Fiscal Year 2021
Brown University Financial Report

Making an Impact: The Data Science Initiative

Brown’s Data Science Initiative has a mission to expand data science research at Brown while preparing students to thrive in a data-enabled society.

Already, Brown stands at the leading edge of the data revolution. Computer scientists have made path-breaking advances in database management and machine learning, while biostatisticians have used data to improve lung cancer screening and move health care toward more precise, personalized care. The Data Science Initiative (DSI) connects data-centered approaches to questions in environmental science, engineering, physics, medicine and public health, public policy, the humanities and elsewhere.

Professor Sohini Lorin
Professor Sohini Ramachandran is a professor of biology and the director of DSI and Brown’s Center for Computational Molecular Biology.

One approach DSI has used to stimulate data-driven research is offering flexible seed funding to Brown faculty across campus to build new data-related collaborative research projects. Projects funded have ranged from research into how social media bots may influence online discussion about climate change to the use of data from wrist sensors to predict complications that may arise in patients after a stroke. In another project, a team led by engineering professor Ian Wong used a branch of mathematics called topology to analyze images of cell clusters and make key predictions about the cell types present. Such a system could one day help understand wound healing processes or better assess how aggressive a cancerous tumor may be.

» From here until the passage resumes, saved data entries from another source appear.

PR #15732, opened 2023-11-17
fix: Move TE request validations to appropiate layers [TECH-1656]

muilpp:
We had a few validations regarding tracked entities that were scattered around the service, outside the mapper. They were mainly `decideAccess()`, `validate()`, and `validateSearchScope()`.
Now the three of them are split and all the contained validations are in the mapper.

Ticket: https://dhis2.atlassian.net/browse/TECH-1656


dhis-2/dhis-services/dhis-service-tracker/src/main/java/org/hisp/dhis/tracker/export/event/EventOperationParamsMapper.java
```diff
@@ -191,9 +190,7 @@ private void validateUser(
       User user, Program program, ProgramStage programStage, OrganisationUnit requestedOrgUnit)
       throws ForbiddenException {
 
-    if (user == null
-        || user.isSuper()
-        || user.isAuthorized(F_TRACKED_ENTITY_INSTANCE_SEARCH_IN_ALL_ORGUNITS)) {
+    if (user == null || user.isSuper()) {
```
enricocolasante, line 193: This seems like a bug fixing.
Should it be here in this PR?

dhis-2/dhis-web-api/src/main/java/org/hisp/dhis/webapi/controller/tracker/export/trackedentity/TrackedEntityRequestParamsMapper.java
```diff
@@ -153,6 +155,60 @@ public TrackedEntityOperationParams map(
     return builder.build();
   }
 
+  private void validateRequestParams(TrackedEntityRequestParams params) throws BadRequestException {
+
+    String violation = null;
```
enricocolasante, line 160: Here we are declaring a variable and assign every time a different error.
Can we just remove the variable and throw the exception in the if statements?

dhis-2/dhis-web-api/src/main/java/org/hisp/dhis/webapi/controller/tracker/export/trackedentity/TrackedEntityRequestParamsMapper.java
```diff
@@ -153,6 +155,60 @@ public TrackedEntityOperationParams map(
...
+    if (params.getEventStatus() != null
+        && (params.getEventOccurredAfter() == null || params.getEventOccurredBefore() == null)) {
+      violation = "Event start and end date must be specified when event status is specified";
+    }
+
+    if (params.getUpdatedWithin() != null
+        && (params.getUpdatedAfter() != null || params.getUpdatedBefore() != null)) {
+      violation =
+          "Last updated from and/or to and last updated duration cannot be specified simultaneously";
+    }
```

These kinds of projects not only address critical real-world research questions, they also provide insight into how data science tools can be adapted to answer fundamental questions in a variety of fields of inquiry.

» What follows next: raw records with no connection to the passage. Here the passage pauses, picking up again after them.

PR #15749, opened 2023-11-21
chore: Remove unnecessary check in CurrentUserUtil. Add tests

david-mackessy:
- remove what seems to be a redundant check in `CurrentUserUtil#getCurrentUserDetails`
  - it always returns `null` if it's a `String` so why do we perform the additional check `if (!"anonymousUser".equals(principal)`
- add some tests for `CurrentUserUtil` checking `isSuper`


jbee (approved):

dhis-2/dhis-api/src/main/java/org/hisp/dhis/user/CurrentUserUtil.java
```diff
@@ -94,10 +94,6 @@ public static CurrentUserDetails getCurrentUserDetails() {
     // Principal being a string implies anonymous authentication
     // This is the state before the user is authenticated.
     if (principal instanceof String) {
-      if (!"anonymousUser".equals(principal)) {
-        return null;
-      }
-
```
vietnguyen, line 100: This `anonymousUser` is a hardcoded username for [Anonymous Authentication](https://docs.spring.io/spring-security/reference/servlet/authentication/anonymous.html) provided by Spring Security. 
I don't think we have a unit test for that type of authentication.  So not sure if this is safe to be removed. 
@netroms Can you verify if we need this ?

netroms: Yes, this is a corner case we don't have proper coverage for. There at least were cases related to the old Struts code, that would call this method when there is no user currently logged in, and the principal would be "anonymous". Returning null here is also an issue, because a lot of the code unfortunately treats null as admin. I would not remove this until we are rid of all the old legacy Struts security related code.

netroms (changes requested):
I would not remove this until we get rid of all the Struts security related code.

dhis-2/dhis-api/src/main/java/org/hisp/dhis/user/CurrentUserUtil.java
david-mackessy: there are 2 flows here:
1. if principal is not anonymousUser -> return null
2. if principal is anonymousUser -> return null
It's not doing anything because it's already wrapped in a String check which returns null

jbee: As David said code wise this has no function that would change the behaviour, maybe we should turn it into a comment instead to document the case needs handling?

david-mackessy: we can have a chat at the next team meeting about it

david-mackessy: agreed at team meeting to merge as this has no impact on the code flow at all.

david-mackessy:
> I would not remove this until we get rid of all the Struts security related code.

agreed at team meeting to merge as this has no impact on the code flow at all.

netroms (approved):

PR #15752, opened 2023-11-22
fix: getScheduledNotifications() should take in DataSetNotificationTrigger

vietnguyen:
### Issue
- `HibernateDataSetNotificationTemplateStore.getScheduledNotifications` takes in parameter `org.hisp.dhis.program.notification.NotificationTrigger` which is incorrect and cause error 
```
java.lang.IllegalArgumentException: Parameter value [SCHEDULED_DAYS_DUE_DATE] did not match expected type [org.hisp.dhis.dataset.notifications.DataSetNotificationTrigger (n/a)]
```
### Fix
- `HibernateDataSetNotificationTemplateStore.getScheduledNotifications` should take in `org.hisp.dhis.dataset.notifications.DataSetNotificationTrigger`
- Added `DataSetNotificationTemplateStoreTest`

### DIFF
--- a/dhis-2/dhis-api/src/main/java/org/hisp/dhis/dataset/notifications/DataSetNotificationTemplateService.java
+++ b/dhis-2/dhis-api/src/main/java/org/hisp/dhis/dataset/notifications/DataSetNotificationTemplateService.java
@@ -29,7 +29,6 @@ package org.hisp.dhis.dataset.notifications;
 
 import java.util.List;
 import org.hisp.dhis.dataset.DataSet;
-import org.hisp.dhis.program.notification.NotificationTrigger;
 
 /** Created by zubair@dhis2.org on 20.07.17. */
 public interface DataSetNotificationTemplateService {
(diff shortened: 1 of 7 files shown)


dhis-2/dhis-api/src/main/java/org/hisp/dhis/dataset/notifications/DataSetNotificationTemplate.java
```diff
@@ -93,6 +93,29 @@ public DataSetNotificationTemplate(
     this.sendStrategy = sendStrategy;
   }
 
+  public DataSetNotificationTemplate(
```
jbee, line 96: Could we use lombok here?

jbee (approved):

dhis-2/dhis-api/src/main/java/org/hisp/dhis/dataset/notifications/DataSetNotificationTemplate.java
vietnguyen: yes, forgot about lombok.

david-mackessy (approved):

PR #15753, opened 2023-11-22
refactor: system and DB info as immutable objects

jbee:
### Summary
The original goal was to add the DB time info to the system info so it can be considered for time-zone related issues.
The main changes were needed to make the added information be dynamic so the time is not frozen since startup.

The mutable info objects were hard to understand so the main changes become to make them into immutable objects instead.
The `DatabaseInfo` is no longer a singleton bean and must always be obtained from the `DatabaseInfoProvider` as it contains fields that are not stable. 

Also integration tests now use the actual `SystemService` implementation not a mocked one.

### Automatic Testing
Added 2 scenarios that fetch the system info, one with and one without super access.
Added a unit test to check all sensitive information are cleared.

### Manual Testing
* check `/api/system/info` for new property database `time`
* check pressing F5 (refresh) does result in a updated `time` value


david-mackessy:
nice 👍
was `MonitoringService` moved into the API module just to include it in a Javadoc comment?

david-mackessy (approved):

netroms (approved):

jbee:
> why was MonitoringService moved into the API module?

Yes, I moved the interface and data model part of it to the API module.
For most domains this has always been the case. Later the domains were completely encapsulated in their own maven module including their interfaces and data exchange types. This tends to cause cyclic dependencies so whenever I encounter some I now  started to move over the API part of it to the API module. This is also a bit in preparation to simplify the maven module landscape as discussed in https://github.com/dhis2/notes/discussions/342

Along with catalyzing new research, the DSI and Department of Computer Science have partnered to launch an undergraduate certificate program in data fluency, designed to provide fundamental conceptual knowledge and technical skills to students with a range of intellectual backgrounds and concentrations. For a deeper dive into data, DSI offers a master’s program focusing on foundational mathematical and computational techniques, while enabling students to explore particular applications of their choice.

In 2019, the DSI launched the Data Science Fellows program led by Linda Clark, a lecturer in data science, and the Sheridan Center for Teaching and Learning. As part of a for-credit class, undergraduate students serve as consultants and collaborators with faculty members looking to add data science elements to their courses. Over the past two years, fellows have helped to reshape classes spanning neuroscience to environmental science to history.

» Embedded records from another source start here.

PR #15754, opened 2023-11-22
feat: Add read ACL check when no namespace protection [DHS2-16134]

david-mackessy:
# Summary
This feature adds an ACL check to `DatastoreService#readProtectedIn` when there is no namespace protection. The following endpoints can be used to test the feature:
- `GET` `/api/dataStore/{namespace}/{key}`
- `GET` `/api/dataStore/{namespace}/{key}/metaData`

## Background
There was already an existing read `Sharing` check performed for namespace entries that had namespace protection.
The read check has been updated to incorporate scenarios where there is no namespace protection in place (namespace protection is only setup programmatically currently. All namespaces setup through the API will not have any namespace protection).

## DatastoreEntry Read criteria when no namespace protection
- Superuser can always read
- Any user can read by default (no Sharing changes made)
- Public access removed & User is not the owner
  - User cannot access
  - User can access when User added to Shared Users
  - User can access when User UserGroup added to Shared UserGroups

# Testing
## Automated
- Multiple e2e tests added to cover different scenarios

## Manual
To manually test this feature, the following endpoints can be used:
- `GET` `/api/dataStore/{namespace}/{key}`
- `GET` `/api/dataStore/{namespace}/{key}/metaData`

To add an entry to a new namespace:

`POST` `/api/dataStore/{myNamespace}/{myKey}` with sample body
```json
{
    "name": "test",
    "project": "dhis2"
}
```

To get the ID of a DataEntry use:
`GET` `/api/dataStore/{namespace}/{key}/metaData`

To remove public access of a DataEntry:

`POST` `/api/sharing?type=dataStore&id={dataStoreEntryId}` with body
```json
{
    "object": {
        "publicAccess": "--------",
        "externalAccess": false,
        "user": {},
        "userAccesses": [],
        "userGroupAccesses": []
    }
}
```

To share access of a DataEntry with another User & remove public access:

`POST` `/api/sharing?type=dataStore&id={dataStoreEntryId}` with body
```json
{
    "object": {
        "publicAccess": "--------",
        "externalAccess": false,
        "user": {},
        "userAccesses": [
            {
                "id": "{userId}",
                "access": "r-------"
            }
        ],
        "userGroupAccesses": []
    }
}
```

To share access with a UserGroup & remove public access use:

```json
{
    "object": {
        "publicAccess": "--------",
        "externalAccess": false,
        "user": {},
        "userAccesses": [],
        "userGroupAccesses": [
            {
                "id": "{userGroupId}",
                "access": "r-------"
            }
        ]
    }
}
```


vietnguyen (approved):

dhis-2/dhis-services/dhis-service-core/src/main/java/org/hisp/dhis/datastore/DefaultDatastoreService.java
```diff
@@ -190,6 +211,23 @@ private <T> T readProtectedIn(String namespace, T whenHidden, Supplier<T> read)
...
 
+  private <T> boolean isDatastoreEntryWithNoProtection(
+      T res, DatastoreNamespaceProtection protection) {
+    return (res instanceof DatastoreEntry) && (protection == null);
+  }
+
+  private <T> boolean isDatastoreEntryAndProtectionSharingRespected(
+      T res, DatastoreNamespaceProtection protection) {
+    return (res instanceof DatastoreEntry)
+        && (protection != null && protection.isSharingRespected());
```
jbee, line 222: I wonder if we simply always do ACL now. When only protected namespaces had sharing as an option it made sense to check this but now if all entries are by default sharing protected it does not make much sense that a protected namespace basically can opt-out of the sharing level protection.

david-mackessy: happy to update if that's what we want to do from now on.

jbee: I think we should :)

david-mackessy: ok, so we'll get rid of the `sharingRespected` property as sharing will always apply from now on. I'll work on that in a separate issue then to keep things separate as it impacts writes as well as reads

PR #15777, opened 2023-11-27
feat: Remove sharingRespected property from namespace protection [DHI…

david-mackessy:
…S2-16215]

# Summary
Now that sharing is fully implemented in the datastore, the `DatastoreNamespaceProtection` property `sharingProtected` is no longer needed. Sharing can be set in the usual manner. This simplifies access to the datastore.

There are 2 levels of access used in the datastore:
- namespace protection
- standard sharing (read/write ACL)

Only programmatic namespaces used the `sharingProtected` property previously. 
All datastore entries are public (rw------) by default and need explicit updating to restrict sharing access.
Datastore entries are considered metadata.

# Testing
## Automated
Multiple e2e tests added for `update` and `delete` scenarios
There's already many `read` datastore entry e2e tests in place

## Manual
Datastore entries should have the following behaviour:
- superuser can create/read/update/delete
- object owner can create/read/update/delete
- basic user can create/read/update/delete by default
- when default public sharing removed:
  - basic user can create/read/update/delete only when given explicit access (through user or usergroup)

### DIFF
--- a/dhis-2/dhis-api/src/main/java/org/hisp/dhis/datastore/DatastoreNamespaceProtection.java
+++ b/dhis-2/dhis-api/src/main/java/org/hisp/dhis/datastore/DatastoreNamespaceProtection.java
@@ -67,8 +67,6 @@ public class DatastoreNamespaceProtection {
 
   private final String namespace;
 
-  private final boolean sharingRespected;
-
   private final ProtectionType reads;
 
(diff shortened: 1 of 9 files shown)


jbee (approved):
Nice one!

vietnguyen (approved):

My goal for the Data Science Initiative is to ensure that those most in need are not the last to benefit from fundamental research in data science or data-driven applied research. Brown is the perfect place for an inclusive, collaborative approach to data science in which we equally value data generation and methods development.

Sohini Ramachandran DSI Director

Students have helped develop course modules for mapping food access in vulnerable communities. A mathematics and computer science concentrator worked with Sydney Skybetter, a lecturer in theater arts and performance studies, on a method of using body measurement data to interpret dance movements. A religious studies concentrator worked with Elsa Belmont Flores, a lecturer in language studies, to develop a way of using data science techniques to study lineages of Arabic names.

The Future of the DSI Is Bright

Murchison Widefield Array
Murchison Widefield Array: Jonathan Pober, an assistant professor of physics, works with researchers at the Murchison Widefield Array, a radio telescope that is currently searching for signals from the cosmic dawn — the moment when the first stars lit up the universe. Picking out that faint signal in a sea of intergalactic noise is fundamentally a data science problem. Data analysis techniques developed by Pober and his colleagues have brought researchers closer than ever to picking out that elusive signal.

Now under the direction of Sohini Ramachandran, a professor of biology and also director of Brown’s Center for Computational Molecular Biology, the DSI has recently added two data science faculty members. Karianne Bergen, an assistant professor of data science and earth, environmental and planetary sciences, uses machine learning techniques to detect earthquake activity. Roberta DeVito, an assistant professor of data science and biostatistics, develops techniques for studying highly complex and highly dimensional datasets, such as those that often occur in healthcare and medical settings.

More faculty will be added soon, including Suresh Venkatasubramanian, who will work with Seny Kamara, a professor of computer science, to form a new DSI center called Computing for the People. The center will investigate the ways in which artificial intelligence, algorithms and other data systems often fail to serve marginalized populations, and look for ways to rebalance power to better serve those populations in the further development of computational systems.

The new initiative is a key part of Ramachandran’s vision for the DSI moving forward: to make sure that Brown is on the cutting edge of developing and deploying data technologies, but also that the University is a leader in making sure data technologies are used fairly, equitably and for the good of all.